Un accès humanitaire immédiat

Le secrétaire général de l’ONU, Antonio Guterres, a réclamé lui un accès humanitaire immédiat dans la Ghouta orientale, lors d’un exposé sur la non-application de la trêve exigée il y a 15 jours par le Conseil de sécurité. Sans citer la Russie, il a aussi appelé “tous les États” à faire en sorte que la trêve soit appliquée. La France a elle demandé à Moscou de faire “arrêter le bain de sang”, par la voix de son ambassadeur à l’ONU, François Delattre.

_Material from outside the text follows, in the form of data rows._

Issue #31, opened 2023-05-07
curl.cpp leaks CURL handles


dgoffredo:
`curl_easy_cleanup` is not called on all `CURL*` objects.

`curl_easy_cleanup` is called (via `CurlLibrary::easy_cleanup`) when there's a failure to set up the handle (in `post`), and when the handle is completed or failed (in `handle_message`). It is _not_ called for handles that have not completed by the time we're shutting down (at the end of `run`).

Add a call to `curl_.easy_cleanup(handle)` after this line: https://github.com/DataDog/dd-trace-cpp/blob/9ac719cc1d4b6ea0a06313344c2ee432da8c9da5/src/datadog/curl.cpp#L508

PR #36, opened 2023-05-18
prevent leaking of CURL handles

dgoffredo:
See <https://github.com/DataDog/dd-trace-cpp/issues/31>.

In addition to the recommended change, this revision also adds unit tests that verify that a CURL handle, once created, is destroyed.

### DIFF
--- a/test/test_curl.cpp
+++ b/test/test_curl.cpp
@@ -9,103 +9,131 @@
 #include <chrono>
 #include <exception>
 #include <system_error>
+#include <unordered_set>
 
 #include "mocks/loggers.h"
 #include "test.h"
 
 using namespace datadog::tracing;
 
+class SingleRequestMockCurlLibrary : public CurlLibrary {
+ public:
+  void *user_data_on_header_ = nullptr;
+  HeaderCallback on_header_ = nullptr;
+  void *user_data_on_write_ = nullptr;
+  WriteCallback on_write_ = nullptr;
+  CURL *added_handle_ = nullptr;
+  CURLMsg message_;
+  // Since `SingleRequestMockCurlLibrary` supports at most one request,
+  // `created_handles_` and `destroyed_handles_` will have size zero or one.
+  std::unordered_multiset<CURL *> created_handles_;
+  std::unordered_multiset<CURL *> destroyed_handles_;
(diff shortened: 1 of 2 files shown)


test/test_curl.cpp
```diff
@@ -9,103 +9,131 @@
...
-    CURLcode easy_setopt_headerfunction(CURL *,
-                                        HeaderCallback on_header) override {
-      on_header_ = on_header;
-      return CURLE_OK;
-    }
-    CURLcode easy_setopt_writedata(CURL *, void *data) override {
-      user_data_on_write_ = data;
-      return CURLE_OK;
-    }
+class SingleRequestMockCurlLibrary : public CurlLibrary {
```
dgoffredo, line 19: This code is moved and renamed from the `class MockCurlLibrary` that used to be in the `TEST_CASE("parse response headers and body")`. It's used there and in the new test case.

I also added data members `created_handles_`, `destroyed_handles_`, `message_result_`, and `delay_message_`.

test/test_curl.cpp
```diff
@@ -344,5 +373,65 @@ TEST_CASE("setopt failures") {
...
+    const auto result = client->post(url, ignore, "whatever", ignore, ignore);
+
+    REQUIRE(result);
+    // Destroy the `Curl` object.
+    client.reset();
+  }
+
+  // Here are the checks relevant to this test.
+  REQUIRE(library.created_handles_.size() == 1);
+  REQUIRE(library.created_handles_ == library.destroyed_handles_);
```
dgoffredo, line 433: The `SECTION`s above are all setup. The post-condition, here, is always the same: one handle created and one handle destroyed.

dgoffredo:
I find that "hide whitespace" in the diff gearbox menu improves the diff.

cgilmour (approved):
Seems OK, marking as approved.
Are there any consequences to doing this with a request in-flight?

dgoffredo:
Thanks!

> Are there any consequences to doing this with a request in-flight?

Nope, removing the easy handle from the multi-handle (event loop) unregisters it from anything that would drive its installed callbacks. Then cleaning up the easy handle frees resources.

Issue #54, opened 2019-12-05
Add ability to replicate medic-users-meta database to PostgreSQL


michaelkohn:
Now that we are storing telemetry data and feedback docs in `medic-users-meta`, we should make this data more accessible by either automatically replicating this database, or adding an environment variable that allows users to specify whether or not they want to replicate it (DEFAULT value if not provided could be NO). 

Instead of replicating this data to the `couchdb` table in PostgreSQL, we might consider replicating it to a separate table such as`couchdb_users_meta`.  While I don’t think it happens as much now, we’ve seen projects with 10s of thousands of feedback docs and it would be better to keep that data out of the main transaction table (`couchdb`).

yrimal:
Trying to make requirement more clear here:

1. Replicate `medic-users-meta` to the `couchdb_users_meta` table on same Postgres database where `medic`  is replicated. 
2. Since we don't have enough projects in latest CHT core where `medic-users-meta` exists, it's unclear whether `read:message:` docs are merged from `medic-user-{username}-meta` to `medic-users-meta` or not.  Neither App Services, Nor R&L team currently need `read:message` at the moment. So, we don't need to sync read report to postgres that will save us time and space as well. 

CC: @kennsippell

helizabetholsen:
Thanks for clarifying, @yrimal. This issue is definitely a priority for us to enable our further exploration of telemetry data, particularly as we look for cross-cutting impact metrics for both MM hosted and self-hosted partners.

MaxDiz:
added to v3.11 based on roadmap planning decision

yrimal:
I'd like to refrain from 

> 3. Ability to sync without using separate couch2pg process would be great.

And request that we make a separate process for syncing telemetry data. This thought comes considering that we might have partners coming in future who are self-hosted and are not willing to share real data or metrics but are open to share telemetry documents. In this situation, we'll be able to directly sync telemetry data from partner server to our rdbms monthly or in any specified period. 

Thoughts : @helizabetholsen , @yembrick  ?

michaelkohn:
FWIW... that's actually how it works today. You can get telemetry and feedback docs, but you have to set up separate `couch2pg` process. The purpose of this ticket was to make it easier to get that data by allowing users to specify whether or not to include it in one `couch2pg` process so that you _don't_ have to set up a second one. 

RE: future partners only giving access to telemetry data, I'd imagine we would create a specific API (and user privelage) for that rather than using couch2pg.

[...]

PR #63, opened 2021-02-19
Patch 1, Users-meta views

yrimal:
#54


garethbowen:
@yrimal It looks like these views were added in [this commit](https://github.com/medic/medic-couch2pg/commit/9f9d7c3b56b8d68f57e511f719ff1385bb3b966e). Is this PR still needed?

yrimal:
Correct, this is not required @garethbowen .

PR #68, opened 2021-03-02
Replace Travis by GitHub Actions

latin-panda:
# Description

This PR:
- Removes travis file.
- Configure Github Actions
- Update Docker file with supported node version.

**Ticket:** https://github.com/medic/medic-couch2pg/issues/67

# License


Dockerfile
```diff
@@ -10,3 +9,4 @@ RUN npm ci
 RUN npm i -g grunt-cli
 
 COPY . .
+CMD ["node", "index.js"]
```
latin-panda, line 12: Without this it doesn't run in local and doesn't run test.

Dockerfile
```diff
@@ -1,6 +1,5 @@
 ARG node_version
-FROM node:$node_version
-
+FROM node:10
```
latin-panda, line 2: Not working with node 8 but with 10 works fine.

latin-panda:
Hi @craig-landry, can you please take a look at this PR? Thank you!

.github/FUNDING.yml
```diff
@@ -0,0 +1,12 @@
...
+github: medic
+patreon: # Replace with a single Patreon username
+open_collective: # Replace with a single Open Collective username
+ko_fi: # Replace with a single Ko-fi username
+tidelift: # Replace with a single Tidelift platform-name/package-name e.g., npm/babel
+community_bridge: # Replace with a single Community Bridge project-name e.g., cloud-foundry
+liberapay: # Replace with a single Liberapay username
+issuehunt: # Replace with a single IssueHunt username
+otechie: # Replace with a single Otechie username
+custom: # Replace with up to 4 custom sponsorship URLs e.g., ['link1', 'link2']
```
craig-landry, line 12: Do any of these provide value by being here in this empty state? If not, please remove them.

.github/workflows/ci.yml
```diff
@@ -0,0 +1,34 @@
...
+jobs:
+  build-and-test:
+    name: Build medic-couch2pg
+    runs-on: ubuntu-18.04
+
+    steps:
+    - name: Checkout branch
+      uses: actions/checkout@v2
+
+    - name: Use nodeJS 10.x
```
craig-landry, line 18: This is more about setting up, right?
```suggestion
    - name: Setup NodeJS
```

.github/workflows/ci.yml
```diff
@@ -0,0 +1,34 @@
...
+      uses: actions/setup-node@v1
+      with:
+        node-version: 10.x
```
craig-landry, line 21: The comment at the top notes the "pinned" management of the dependencies. The `.x` here doesn't seem to match that comment. Is the desire for this to dynamically pick up the latest from version 10? If so, that seems fine, but the comment at the top would need to match. If we do want a specific version though, let's just specify that here.... or does this step input not allow for that?

.github/workflows/ci.yml
```diff
@@ -0,0 +1,34 @@
...
+
+    - name: Set environment variables
+      run: |
+        echo "COUCH2PG_SLEEP_MINS=120" >> $GITHUB_ENV
+        echo "COUCH2PG_DOC_LIMIT=1000" >> $GITHUB_ENV
+        echo "COUCH2PG_RETRY_COUNT=5" >> $GITHUB_ENV
```
craig-landry, line 27: Are these env vars needed in multiple steps? If not, please move them to the step that needs them with the more "normal" `env` syntax. If they are needed in multiple, the duplication is undesirable and I was surprised to see that this is indeed the recommended approach, in which case this is fine as-is.

.github/workflows/ci.yml
```diff
@@ -0,0 +1,34 @@
...
+
+    - name: Build
+      run: docker-compose build test
+
+    - name: Run unit-test
```
craig-landry, line 32: Minor nitpick... It is preferred that this is a friendly display name:
```suggestion
    - name: Run tests
```

Dockerfile
craig-landry: How did this work in the past?

Dockerfile
craig-landry: Is there a ticket to have versions other than 8 fixed up? If so, please link it here. The lack of 8 support isn't terrible, but failing on 12 is surprising.

.github/workflows/ci.yml
```diff
@@ -0,0 +1,34 @@
+# Notes:
+#  - All software installed below is pinned so they don't get upgraded and break w/o us knowing why.
+#  - If you bump one version up to latest, please bump them all so we stay current!
+
+name: Build medic-couch2pg and run unit test cases
+
+on: [push, pull_request]
+
+jobs:
```
craig-landry, line 9: The old travis config had a notification step, but I don't see that here. Is that an intentional omission?

craig-landry (changes requested):

Dockerfile
latin-panda: I found this old issue related and with similar error: https://github.com/medic/medic-couch2pg/issues/42
Maybe because of the dependencies in this project. 
I think @njogz might have fixed it for Node 8 (?) by setting a fix version number for 
`"pouchdb-core": "7.0.0",
    "pouchdb-adapter-http": "7.0.0"`

latin-panda: The issue still happening, currently researching...

.github/FUNDING.yml
latin-panda: Done

.github/workflows/ci.yml
latin-panda: Done

.github/workflows/ci.yml
latin-panda: I've fixed the build in node versions in this [PR](https://github.com/medic/medic-couch2pg/pull/73), code adapted to test in version 8, 10 and 12.

Dockerfile
latin-panda: I've fixed the build in node versions in this [PR](https://github.com/medic/medic-couch2pg/pull/73), code adapted to test in version 8, 10 and 12.

Dockerfile
latin-panda: After fixing the build in node 8, 10 and 12 in another PR, the original version of this file is working again.

.github/workflows/ci.yml
latin-panda: Done!

.github/workflows/ci.yml
latin-panda: Fixed! I found a nicer way of setting these inside the step, instead of global

.github/workflows/ci.yml
latin-panda: This is configured in the repo [settings](https://docs.github.com/en/github/managing-subscriptions-and-notifications-on-github/configuring-notifications#github-actions-notification-options), I'm already getting the emails when it fails :)

latin-panda:
I'm canceling this PR and making a new one because the diff is too confusing. Apologies.

PR #69, opened 2021-03-03
Replicate medic users meta database

njogz:
Adds the ability to replicate medic-users-meta database to PostgreSQL. 

medic/medic-couch2pg#54

### DIFF
--- a/env.js
+++ b/env.js
@@ -17,7 +17,6 @@ module.exports = function() {
     changesLimit: safeNum(process.env.COUCH2PG_CHANGES_LIMIT),
     retryCount: safeNum(process.env.COUCH2PG_RETRY_COUNT),
     sleepMins: (safeNum(process.env.COUCH2PG_SLEEP_MINS) || 60),
-    couchdbUsersMeta: process.env.COUCH2PG_USERS_META || false,
     couchdbUsersMetaDocLimit: process.env.COUCH2PG_USERS_META_DOC_LIMIT || 50,
   };
 };
--- a/env.js
+++ b/env.js
@@ -18,5 +18,6 @@ module.exports = function() {
     retryCount: safeNum(process.env.COUCH2PG_RETRY_COUNT),
     sleepMins: (safeNum(process.env.COUCH2PG_SLEEP_MINS) || 60),
     couchdbUsersMeta: process.env.COUCH2PG_USERS_META || false,
+    couchdbUsersMetaDocLimit: process.env.COUCH2PG_USERS_META_DOC_LIMIT || 50,
   };
 };
--- a/env.js
+++ b/env.js
@@ -16,6 +16,7 @@ module.exports = function() {
     docLimit: safeNum(process.env.COUCH2PG_DOC_LIMIT),
     changesLimit: safeNum(process.env.COUCH2PG_CHANGES_LIMIT),
     retryCount: safeNum(process.env.COUCH2PG_RETRY_COUNT),
-    sleepMins: (safeNum(process.env.COUCH2PG_SLEEP_MINS) || 60)
+    sleepMins: (safeNum(process.env.COUCH2PG_SLEEP_MINS) || 60),
+    couchdbUsersMeta: process.env.COUCH2PG_USERS_META || false,
   };
 };
--- a/libs/couch2pg.js
+++ b/libs/couch2pg.js
@@ -1,6 +1,6 @@
 const urlParser = require('url');
 const PouchDB = require('./db');
-const couch2pg = require('couch2pg-njuguna');
+const couch2pg = require('couch2pg');
 
 // Removes credentials from couchdb url
 // Converts http://admin:pass@localhost:5984/couch1
--- a/libs/couch2pg.js
+++ b/libs/couch2pg.js
@@ -10,13 +10,14 @@ const parseSource = url => {
   return `${source.host}${source.path}`;
 };
 
-const replicate = (couchUrl, pgconn, opts) => {
+const replicate = (couchUrl, pgconn, opts, table) => {
   return couch2pg.importer(
           pgconn,
           new PouchDB(couchUrl),
           opts.docLimit,
           opts.changesLimit,
-          parseSource(couchUrl)).importAll();
+          parseSource(couchUrl),
+          table).importAll();
 };
 
 const migrate = (pgUrl) => {
@@ -24,6 +25,6 @@ const migrate = (pgUrl) => {
 };
 
 module.exports = {
-  replicate: (couchUrl, pgconn, opts) => replicate(couchUrl, pgconn, opts),
+  replicate: (couchUrl, pgconn, opts, table = 'couchdb') => replicate(couchUrl, pgconn, opts, table),
   migrate: (pgUrl) => migrate(pgUrl)
 };
--- a/libs/couch2pg.js
+++ b/libs/couch2pg.js
@@ -1,6 +1,6 @@
-const urlParser = require('url'),
-      PouchDB = require('./db'),
-      couch2pg = require('couch2pg');
+const urlParser = require('url');
+const PouchDB = require('./db');
+const couch2pg = require('couch2pg-njuguna');
 
 // Removes credentials from couchdb url
 // Converts http://admin:pass@localhost:5984/couch1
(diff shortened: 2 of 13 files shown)


package.json
```diff
@@ -17,7 +17,7 @@
   "dependencies": {
     "chalk": "2.4.1",
     "clui": "0.3.6",
-    "couch2pg": "^0.4.1",
+    "couch2pg-njuguna": "^0.5.0",
```
njogz, line 20: Using this package to make it easier to test and not have to wait for the accompanying couch2pg change to me merged and released. It will be changed back to `couch2pg` and updated to the correct version number before merging.

env.js
```diff
@@ -16,6 +16,8 @@ module.exports = function() {
     docLimit: safeNum(process.env.COUCH2PG_DOC_LIMIT),
     changesLimit: safeNum(process.env.COUCH2PG_CHANGES_LIMIT),
     retryCount: safeNum(process.env.COUCH2PG_RETRY_COUNT),
-    sleepMins: (safeNum(process.env.COUCH2PG_SLEEP_MINS) || 60)
+    sleepMins: (safeNum(process.env.COUCH2PG_SLEEP_MINS) || 60),
+    couchdbUsersMeta: process.env.COUCH2PG_USERS_META || false,
```
garethbowen, line 20: I think we should remove this environment variable and turn it on for everyone.

env.js
```diff
@@ -16,6 +16,8 @@ module.exports = function() {
...
+    couchdbUsersMetaDocLimit: process.env.COUCH2PG_USERS_META_DOC_LIMIT || 50,
```
garethbowen, line 21: Just use the `docLimit` from above. No need to have a separate variable.

libs/couch2pg.js
```diff
@@ -10,20 +10,21 @@ const parseSource = url => {
...
+          table).importAll();
 };
 
 const migrate = (pgUrl) => {
   return couch2pg.migrator(pgUrl)();
 };
 
 module.exports = {
-  replicate: (couchUrl, pgconn, opts) => replicate(couchUrl, pgconn, opts),
+  replicate: (couchUrl, pgconn, opts, table = 'couchdb') => replicate(couchUrl, pgconn, opts, table),
```
garethbowen, line 28: I think we should remove the default option here and hardcode 'couchdb' into the calling functions so it's explicit what table is being used.

libs/medic-users-meta/migrations/202102191153.do.54-create-couchdb-users-meta-table.sql
```diff
@@ -0,0 +1,43 @@
...
+SELECT 
+    doc->>'_id' AS uuid,
+    CONCAT(
+    doc#>>'{metadata,year}',
+    '-',
+    CASE WHEN 
+            string_to_array(doc#>>'{metadata,versions,app}','.')::int[] < string_to_array('3.8.0','.')::int[] THEN 
+            (doc#>>'{metadata,month}')::int 
+        ELSE 
+            (doc#>>'{metadata,month}')::int+1 END,
```
garethbowen, line 30: NICE!

libs/medic-users-meta/migrations/202102191153.do.54-create-couchdb-users-meta-table.sql
```diff
@@ -0,0 +1,43 @@
...
+    doc#>>'{metrics,boot_time,min}' AS boot_time_min,
+    doc#>>'{metrics,boot_time,max}' AS boot_time_max,
+    doc#>>'{metrics,boot_time,count}' AS boot_time_count,
+    doc#>>'{dbInfo,doc_count}' AS doc_count_on_local_db
+FROM
+    couchdb_users_meta
+WHERE
+    doc->>'type'='telemetry';
+
+CREATE UNIQUE INDEX idx_useview_telemetry_period_start_user ON useview_telemetry(period_start,user_name);
```
garethbowen, line 43: Please reach out to Yuvraj to review this schema.

tests/replicate_users_meta.js
```diff
@@ -0,0 +1,40 @@
...
+  it('replicates single couch record to the right table on postgres', async() => {
+    await replicate(couchUrl, pgUrl, {timesToRun: 1, couchdbUsersMeta: true});
+    let rows = await pg.rows('couchdb_users_meta');
+    expect(rows.length).to.equal(1);
+    const [couchRecord, pgRecord] = [singleMedicDoc, rows[0].doc];
+    expect(pgRecord.sex).to.equal(couchRecord.sex);
+    expect(pgRecord.role).to.equal(couchRecord.role);
+    expect(pgRecord.type).to.equal(couchRecord.type);
+  });
+});
```
garethbowen, line 40: Ideally we'd also be testing the migration and materialised view. Do you think it would be easy enough to execute that and query the view to ensure it's outputting the rows we expect?

garethbowen (changes requested):
Nice one! A few comments inline but nothing major.

env.js
njogz: The docs in the users-meta database seem to be quite a bit larger than other docs possibly due to the presence of stack traces. This was causing the app to crash when I tested locally using docLimit so decided to have an additional parameter that can be set lower than the docLimit.

env.js
njogz: The ticket states that it should be an opt-in feature by default rather than it being on for everyone.

tests/replicate_users_meta.js
njogz: Yes. I have added a test for the material views an the migration.

env.js
garethbowen: Ok! Good call. We probably need to solve this for both cases so they automatically recover when this is set too high but that's outside of this issue.

libs/medic-users-meta/migrations/202102191153.do.54-create-couchdb-users-meta-table.sql
garethbowen: Should this be `userview` not `useview`?

njogz: Good catch. I got the code for the views from Yuvraj so I'll confirm with him.

njogz: `useview` is intentional and not a typo. The pattern the team has been following is `Materialized views: useview_` and `Views: formview_`.

env.js
garethbowen: @michaelkohn and I just discussed this and we've both agreed it should be on for everyone. Sorry for the confusion in the issue!

libs/medic-users-meta/migrations/202102191153.do.54-create-couchdb-users-meta-table.sql
garethbowen: Ok!

garethbowen (changes requested):
Nice work.

The one last change is to hardcode it to replicate the user meta data rather than having an environment variable.

env.js
njogz: No worries. I have made the change. Please have another look when you can.

garethbowen (approved):
Great work!

The build failed but it looks unrelated to your work so I've restarted it again.

dianabarsan:
I had to rebase to fix conflicts, as a consequence this comment was orphaned, so linking it here so it isn't lost: https://github.com/medic/medic-couch2pg/commit/4e2e044cbe8d9f52fc19ff5ef9321697548cca56#commitcomment-49150811

package.json
dianabarsan: I've published `couch2pg@0.5.0` and reverted this change.

env.js
nomulex: don't we need a safeNum safety check here?

nomulex (commented):
Just curious whether we need to put a check

env.js
garethbowen: @nomulex Good spotting! As this has already been merged can you please raise a new issue for it?

nomulex: Ticket logged [here](https://github.com/medic/cht-couch2pg/issues/99) @garethbowen

PR #73, opened 2021-03-17
Fixing build in node 8, 10 and 12

latin-panda:
**Description**

This PR fix:
- Removes curl_request dependency 
- Replaces curl_request code in unit test to use native node js request and ensure long lasting support through node versions.
- Bump up Jest to v 23 to support Node 12 safely.
- Adds login to Docker in travis file to avoid [pull rate limit](https://www.docker.com/increase-rate-limits) errors.

Ticket: https://github.com/medic/medic-couch2pg/issues/42

**The story**

We're currently using [curl-request](https://www.npmjs.com/package/curl-request) that doesn't support Node.js 12+ and hasn't been maintained in 3 years, looks like a dead project. 
Also, this library has [node_libcurl](https://www.npmjs.com/package/node-libcurl) as dependency that includes support for Node.js 12 in release [2.0.0](https://github.com/JCMais/node-libcurl/releases/tag/v2.0.0) (current release is [2.3.1](https://github.com/JCMais/node-libcurl/releases)) but `curl-request` only supports node_libcurl@1.3.3

`curl-request` is used for testing [to know when the db is ready](https://github.com/medic/medic-couch2pg/blob/master/tests/bootstrap.js#L39).

**License**


package.json
```diff
@@ -30,12 +30,11 @@
   },
   "devDependencies": {
     "chai": "^3.0.0",
-    "curl-request": "1.1.1",
     "grunt": "^1.0.3",
     "grunt-cli": "1.2.0",
     "grunt-mocha-test": "0.13.3",
     "gruntify-eslint": "4.0.0",
-    "jest": "22.4.3",
+    "jest": "23.0.0",
```
latin-panda, line 37: To support Node 12, not breaking tests.

tests/bootstrap.js
```diff
@@ -65,6 +71,22 @@ const waitForPg = async (url) => {
   }});
 };
 
+const isDBReady = (url = '') => {
+  return new Promise((resolve, reject) => {
+    http
```
latin-panda, line 76: Going native, because 1 usage for testing and to ensure long live across node versions.

latin-panda:
Hi @garethbowen, when you have time, can yo please take a look at this possible solution? Thanks!

tests/bootstrap.js
```diff
@@ -1,5 +1,5 @@
-const CurlRequest = require('curl-request'),
-      knex = require('knex');
+const knex = require('knex');
+const http = require('http');
```
garethbowen, line 2: This won't work if the URL is `https` (with the s at the end), and most URLs should be https! There's an `https` module you'll need instead. One of the problems with the native solution is you need to analyse the URL to determine which module to import. So either add that (we have it in some other repos), or use a lib.

garethbowen (changes requested):
Green build, awesome!

One comment inline.

tests/bootstrap.js
latin-panda: Yes, I tried `https` module but since our test is using `http` url then it was failing. I'll add a condition to use the right module in case someone changes the test url to https..maybe with regex 👍

latin-panda:
Thanks for the feedback! @garethbowen I've added the support of https and tested again all 3 node versions, working fine in my local. 
Can you please take a look again? Thanks!

tests/bootstrap.js
```diff
@@ -65,6 +70,24 @@ const waitForPg = async (url) => {
   }});
 };
 
+const isDBReady = (url = '') => {
```
garethbowen, line 73: Don't default unless it actually provides value. In this case you've replaced one error with another, and it'll even keep retrying until the tests timeout (I guess?).

Much better to fail fast here. Add a check that runs in the `before` just before the `waitForCouch` call that throws if either of the required env vars are missing, and then you can assume they're set everywhere without default params.

tests/bootstrap.js
```diff
@@ -36,12 +34,19 @@ const waitForDb = async ({url, fn, retries=0}) => {
 const waitForCouch = async (url) => {
   await waitForDb({url: url, fn: async () => {
     try {
-      const {statusCode} = await curl.get(url);
-      if(statusCode === 200) {
+      const result = await isDBReady(url);
+
+      if (result.ready) {
```
garethbowen, line 39: If I'm reading this correctly, `isDBReady` only resolves when `ready` is true, and otherwise it rejects. This means there's lots of dead code here.

Either change this code to assume `ready` is true when the promise resolves, _or_ change the `isDBReady` to always resolve and never reject.

I think I prefer the second option as it makes the handling code nicer - the server not being up yet is an expected case that we can handle by retrying. We only need the catch for unexpected things!

For example...

```js
const isDBReady = (dbUrl) => {
  const parsed = new url.URL(dbUrl);
  const http = parsed.protocol === 'https:' ? require('https') : require('http');

  return new Promise((resolve, reject) => {
    http
      .get(dbUrl, res => {
        resolve({ ready: res.statusCode === 200 });
      })
      .on('error', (error) => {
        resolve({ ready: false, error });
      });
  });
};
```

tests/bootstrap.js
```diff
@@ -65,6 +70,24 @@ const waitForPg = async (url) => {
   }});
 };
 
+const isDBReady = (url = '') => {
+  const http = url.indexOf('https') > -1 ? require('https') : require('http');
```
garethbowen, line 74: This is a fairly rough way to check for which protocol to use. Consider this instead:

```suggestion
  const urlIMPORTED = require('url'); // put this at the top of the file
  
  const parsed = new urlIMPORTED.URL(url);
  const http = parsed.protocol === 'https:' ? require('https') : require('http');
```

Obviously `urlIMPORTED` is a terrible name so you may way the change the parameter to something else so you can call the package `url`. - I'll leave this up to you!

garethbowen (changes requested):
Awesome work. The build is now much faster and I bet much more stable!

I've put some code readability comments inline.

tests/bootstrap.js
latin-panda: Nice! Done
Screen Shot 2021-03-23 at 2 38 38 pm

tests/bootstrap.js
latin-panda: Ah much better, Done!

tests/bootstrap.js
latin-panda: This is better. Done!

latin-panda:
Hi @garethbowen, I've applied the feedback, can you please take a look? Thank you!

garethbowen (approved):
Awesome, thanks! No AT required for this one - merge when ready.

Rétorquant aux mises en cause des États-Unis, de la France et de la Grande-Bretagne, l’ambassadeur russe à l’ONU, Vassily Nebenzia, a estimé que ces pays ne sont pas motivés par des considérations humanitaires, en laissant entendre qu’ils cherchaient avant tout à défendre des groupes opposés au régime syrien.

Minée par les divisions, la communauté internationale a été jusque-là impuissante à stopper le conflit. Le régime d’Assad, avec le soutien vital de la Russie intervenue dans la guerre en 2015, a réussi à enchaîner les victoires face aux rebelles et aux jihadistes et à reprendre le contrôle de la moitié du territoire.